Free Speech, Lock and Hobbes

Gar Lipow lipowg at sprintmail.com
Fri Apr 23 20:59:44 PDT 1999


I'm going to go back to couple of arguments that have died, and add a couple of last comments -- from a perspective which may be useful.

Charles Brown has, I think, given the best statements of the perspective for banning hate speech. I think, in essence he is arguing for such as a positive reform that is positive, even if carried out in a capitalist, racists, sexists society -- and in this aspect comparable to trade unionism, or socialized health insurance, and other such reforms.

The practical difference I is that while the other reforms are positive even when contaminated and distorted by various oppressions, controls on speech are not. For example, if the U.S. (the only rich country relying primarily on private insurance to pay for health care) were to adapt single payer health this would be positive for everyone, including the poorest of the poor, non-whites, women. The fact that the medical profession is still overwhelmingly white and male , that rich areas have better and more hospitals and doctors than poor, the oppression of the disabled and the old, the thousand and one types of structural unfairness that would remain in our medical system would not keep it from being a tremendous improvement. (Of course in winning single payer health,we would try to build in precautions against these evils. And after it is won, we would continue the struggle.) But even as poorly implemented as systems as Canada's, with health care reduced to provide property tax cuts, is immensely superior to the mess we have in the U.S.

Compare to this to censorship of hate speech -- group libel laws , let's say or any of a thousand other types of proposal. In a capitalist society could you pass a group libel law that does not include "hate" speech against white people, men, heterosexuals, rich people, and christians? Don't you think some way would be found to distort them to stop far more left wing speech than right. What you would inevitably end up with is a law that was "equally" applied to ban the KKK and Nazis on the one hand, and Brad De Long on the other (with anyone to the left of Brad automatically going to jail). The point is an imperfectly implemented single payer plan is a lesser good. An imperfectly implemented hate speech law is a weapon of oppression against the entire left. I would add that since I know no perfect leftists, this would be an excellent practical argument against censorship in a left wing society. There are a number of people on this list I admire -- but I cannot think of any of them I would trust to tell me what I could or could not say. For that matter I don't think I would trust myself with the job of censoring others.

Now another point: Carrol discussed Locke as a tremendous advance in political thought. Now Locke did indeed make a number of tremendous advances in political thought. And the social compact is indeed a radical advance -- in fact more radical than is usually realized. But the idea of the social compact (not contract) was invented not by Locke, but by Hobbes -- who in spite of immensely conservative leanings was the inventor of modern liberalism.
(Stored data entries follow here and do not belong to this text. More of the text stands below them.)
PR #4441, opened 2026-07-21
[Feature][Flink] Define FlinkTableJob and FlinkStreamTableJob Java base classes

ocb3916:

Implements Phase 0.2 of the Scala removal plan (#4408).

Defines `FlinkTableJob` and `FlinkStreamTableJob` as the Java abstract base classes that will
eventually replace the Scala `FlinkTableTrait` and `FlinkStreamTableTrait` traits — for Table API
(batch) jobs and jobs that mix the DataStream API with the Table API, respectively. Both classes
live in the existing `streampark-flink-shims-base` module and follow the same
`ready → handle → destroy` lifecycle established by `FlinkStreamingJob` in sub-issue 0.1, so all
three "Job" base classes share a consistent shape.

## Brief change log

- Add `FlinkTableJob` abstract class with lifecycle: `ready → handle → destroy`, exposing the
  underlying `TableEnvironment` via `getTableEnv()` (composition) instead of extending / mimicking
  the interface like the legacy trait did
- Add `FlinkStreamTableJob` abstract class with the same lifecycle, exposing both
  `StreamExecutionEnvironment` (`getEnv()`) and `StreamTableEnvironment` (`getTableEnv()`) via
  composition
- Add `sql(String)` / `sql(String, Consumer<String>)` on both classes, bridging to the existing
  Scala `FlinkSqlExecutor.executeSql` so the public API surface stays Scala-free
- Add `markConvertedToDataStream()` on `FlinkStreamTableJob`, replacing the legacy trait's
  automatic `Table → DataStream` conversion detection (no longer possible under composition) with
  an explicit call
- Place both classes under `org.apache.streampark.flink.core.javaapi` rather than the
  issue-specified `org.apache.streampark.flink.core.java` — see note below
- Add JUnit 5 tests for both classes verifying lifecycle order, `getTableEnv()`/`getEnv()`
  composition, SQL execution, and the `markConvertedToDataStream()` flag
- Extract shared lifecycle/logic to fix SonarCloud duplication warnings:
  - `AbstractFlinkJob` (package-private) — common `ready → handle → execute →
    destroy` lifecycle, `sql(...)`, and `app.name` lookup shared by both job classes
  - `FlinkJobSupport` — SQL callback bridging (Java `Consumer` <-> Scala `Function1`)
  - `JobTestParams` — shared `ParameterTool` builder used by both test classes
- Replace `System.out.println` with SLF4J logging in both `execute(...)` overrides

## A note on the package name

The issue body specifies `org.apache.streampark.flink.core.java`. That name breaks Scala
compilation of every sibling file in `streampark-flink-shims-base` that references
`java.util`/`java.io`/`java.lang` — a nested package literally named `java` shadows the real
`java.*` standard library for any Scala file sharing the enclosing package. Reproduced both ways
in a clean build:

- `org.apache.streampark.flink.core.java` → `BUILD FAILURE`, 33 errors, all `java.util`/`java.io`/
  `java.lang` unresolved in unrelated sibling `.scala` files
- `org.apache.streampark.flink.core.javaapi` → `BUILD SUCCESS`, no other files affected

Went with `javaapi` for this PR. Open to other naming suggestions if `javaapi` isn't preferred.

## Design note: composition instead of full delegation

The legacy traits extend/mimic Flink's `TableEnvironment` / `StreamTableEnvironment` directly,
re-implementing ~40-50 delegate methods each (`FlinkStreamTableTrait` additionally needed a
`$`-prefix naming hack to avoid clashes between the two APIs). The new classes hold the
environment(s) as fields instead, exposed via `getTableEnv()` / `getEnv()`. This removes the
delegate boilerplate and the naming hack, and means the classes won't go stale as the Flink Table
API changes — but it **is a breaking change** for code that currently calls Table API methods
directly on a trait instance (e.g. `job.sqlQuery(...)` → `job.getTableEnv().sqlQuery(...)`).
Flagging for discussion since the Phase 11 migration guide will need to cover it.

## Verifying this change

```bash
mvn test -pl streampark-flink/streampark-flink-shims/streampark-flink-shims-base
```

Tests run: 9, Failures: 0, Errors: 0

## Does this pull request potentially affect one of the following parts?

- [x] The public API
- [ ] The web application
- [ ] The build system

## Documentation

- Relates to issue #4408
- Part of umbrella issue #4408, sub-issue 0.2

### DIFF
--- a/streampark-flink/streampark-flink-shims/streampark-flink-shims-base/src/main/java/org/apache/streampark/flink/core/javaapi/AbstractFlinkJob.java
+++ b/streampark-flink/streampark-flink-shims/streampark-flink-shims-base/src/main/java/org/apache/streampark/flink/core/javaapi/AbstractFlinkJob.java
@@ -1,0 +1,89 @@
+/*
+ * Licensed to the Apache Software Foundation (ASF) under one or more
+ * contributor license agreements.  See the NOTICE file distributed with
+ * this work for additional information regarding copyright ownership.
+ * The ASF licenses this file to You under the Apache License, Version 2.0
+ * (the "License"); you may not use this file except in compliance with
+ * the License.  You may obtain a copy of the License at
+ *
+ *    http://www.apache.org/licenses/LICENSE-2.0
+ *
+ * Unless required by applicable law or agreed to in writing, software
+ * distributed under the License is distributed on an "AS IS" BASIS,
+ * WITHOUT WARRANTIES OR CONDITIONS OF ANY KIND, either express or implied.
+ * See the License for the specific language governing permissions and
+ * limitations under the License.
+ */
+
+package org.apache.streampark.flink.core.javaapi;
+
+import org.apache.flink.api.common.JobExecutionResult;
+import org.apache.flink.api.java.utils.ParameterTool;
+import org.apache.flink.table.api.TableEnvironment;
+
+import java.util.function.Consumer;
+
+/**
+ * Package-private shared base for {@link FlinkTableJob} and {@link FlinkStreamTableJob} — holds
+ * the common {@code ready → handle → execute → destroy} lifecycle, the SQL bridge, and the
+ * {@code app.name} lookup, so neither subclass has to repeat them.
+ *
+ * <p>Not part of the public API: callers only ever see {@link FlinkTableJob} or {@link
+ * FlinkStreamTableJob}, never this type directly.
+ */
+abstract class AbstractFlinkJob {
+
+    protected final ParameterTool parameter;
+
+    protected final TableEnvironment tableEnv;
+
+    protected AbstractFlinkJob(ParameterTool parameter, TableEnvironment tableEnv) {
+        this.parameter = parameter;
+        this.tableEnv = tableEnv;
+    }
+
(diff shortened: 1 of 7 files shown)


wolfboys:
Thank you for your valuable contribution.
After careful evaluation, we found that the current PR introduces significant changes compared with the existing implementation and may impact the original design and migration approach. To ensure a minimal, stable, and manageable migration process, the PMC has discussed and reviewed the proposal, and we have redefined the roadmap for removing Scala.

Currently, we plan to proceed with Stage 1 — Flink Core: [4445](https://github.com/apache/streampark/issues/4445) ,  [4446](https://github.com/apache/streampark/issues/4446) ,  [4447](https://github.com/apache/streampark/issues/4447) , [4448](https://github.com/apache/streampark/issues/4448) , migrating modules incrementally according to the proposed execution plan(Principle: no logic changes; migrate modules to Java with readable, idiomatic code). We kindly suggest following the steps outlined in the issue: [flink core](https://github.com/apache/streampark/issues/4408)

Thanks again for your effort and contribution. We look forward to continuing the collaboration on this migration.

You see, the idea of the social contract was not new, but went back to at least mediaeval times and probably to before Aristotle. The idea that government represents an agreement, a promise between ruled and ruler is an advance over simple divine right. Under the social contract idea, rulers at least have some obligation to the ruled. But idea of a social compact was far more radical. For the idea of a social *compact* is that each agrees with the other to obey the state, the great monster. In short under the social compact theory the people owe *nothing* to any ruler. Their obligation is to one another. Government is no longer a sacred obligation, but a mere instrument, a tool of the ruled.

Now Hobbes was not an idiot. Many people have suggested that he aware at least some of the implications of what he was writing. Cromwell was firmly in command at the time Leviathan was published. By staying on the abstract plane, it could be taken both as a defense of the old monarchy, and as a defense of the new dictatorship -- since any power that people obey could be considered legitimate under this idea.

Lockes brilliance (in addition to a great many important specifics) was in seeing more of the implications of this idea. If you read Locke, though he uses the term "contract" rather than "compact" you will find almost the exact same wording as Hobbes -- that each agree with ever other. You can also find it in Rousseau. But Locke deserves the credit for truly seeing the revolutionary implications in what was intended to be a conservative document. Note you have to see both tendencies here; the reactionary tendency is inextricably woven with the progressive one. The absolute right of revolution is there in dialectical tension with the absolute right of any government which is obeyed to be obeyed.

Still in this highly deductive, and postulate driven political philosophy, you have the first hint, just a small taste of the government not only subordinate to the people, but shaped by social circumstance.

It also is an idea shaped by material conditions. Only in a world where new instruments were being developed at at the astounding rate of many dozens per century (not irony -- truly an acceleration compared to the past) could the idea of government as a mere instrument itself occur.